Since the KNN models remain somewhat inconclusive and binary even after normalizing the data, I chose to visualize the findings via two methods to display the models holistically with all variables – both the factor (dependent, status) and the three independent. In the first visualization, it remains apparent that funding has the most variability but perhaps the greatest impact on “status” and whether an upstate New York company will reach acquisition or IPO level. Number of investors and rounds still have an impact, but they are not as strong as funding.

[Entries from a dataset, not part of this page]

PR #18921, opened 2025-04-12
fix mark of darkness timer when purging staff equiped 

eititan:
Fixes Mark of Darkness duration and cooldown timers when wearing the Purging Staff.
 - If the staff is equipped when casting, the duration will be 5x. It can be unequipped (even banked) while the mark is active. 

Took most of this code from stale PR here: https://github.com/runelite/runelite/pull/18343 and aims to only fix MoD issue rather than adding other timers for While Guthix Sleeps.

Fixes https://github.com/runelite/runelite/issues/18128
Discussion https://github.com/runelite/runelite/discussions/18123


Nightfirecat:
Added in #18343 (I'd already been testing/reviewing that prior to this PR, sorry for the delay on my part)

PR #18929, opened 2025-04-15
mes: correctly apply shift deposit swaps to deposit boxes and GIM storage

cdfisher:
Currently, regardless of the in-game "Bank Item Options" setting being on or off, the MES setting "Bank deposit shift-click" is being applied incorrectly in the following cases:

For deposit boxes:
If the deposit box is set to deposit-1, the MES shift-deposit swap is never applied
If the deposit box is set to any other value and MES is set to deposit-all, the menu entry is swapped to deposit-x instead, and when MES is set to deposit-x, the entry is swapped to deposit-all.

For GIM group storage:
If the MES shift-deposit swap is set to deposit-1, the swap is not applied.

This PR resolves the above behavior.
I tested it with "Bank Item Options" both on and off, and checked at the MLM and Barbarian Assault deposit boxes. 
The group storage change was tested by Zoinkwiz as I don't have access to a GIM account.


cdfisher:
Updated to include a fix for GIM group storage as well.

Additionally, in the second visualization, KNN principles are included to show the predictability across all variables and potential relationships. The bottom row signifies the relationship between “status” and the independent variables with the red dot consistent with the above KNN results. However, the inclusion of histograms and correlation matrices is intentional to show there are other findings. For instance, the more funding rounds has a stronger relationship to “status” than the number of investors. It would be deemed statistically significant, but more analysis and data are needed. Conversely, the investor and round relationship is statistically insignificant. This is valid and consistent with industry standards.
library(psych)
pairs.panels (df[,-5],
method = "pearson",
hist.col = "#00AFBB",
density = TRUE,
ellipses = TRUE
)
In conclusion, more data are needed to create stronger algorithms for predictive value but the foundation remains for further exploration. Between the two models, though, decisions trees seem more appropriate in this analytical situation.
Tan, P.-N., Steinbach, M., Karpatne, A., & Kumar, V. (2019). Introduction to data mining. New York, NY: Pearson Education, Inc.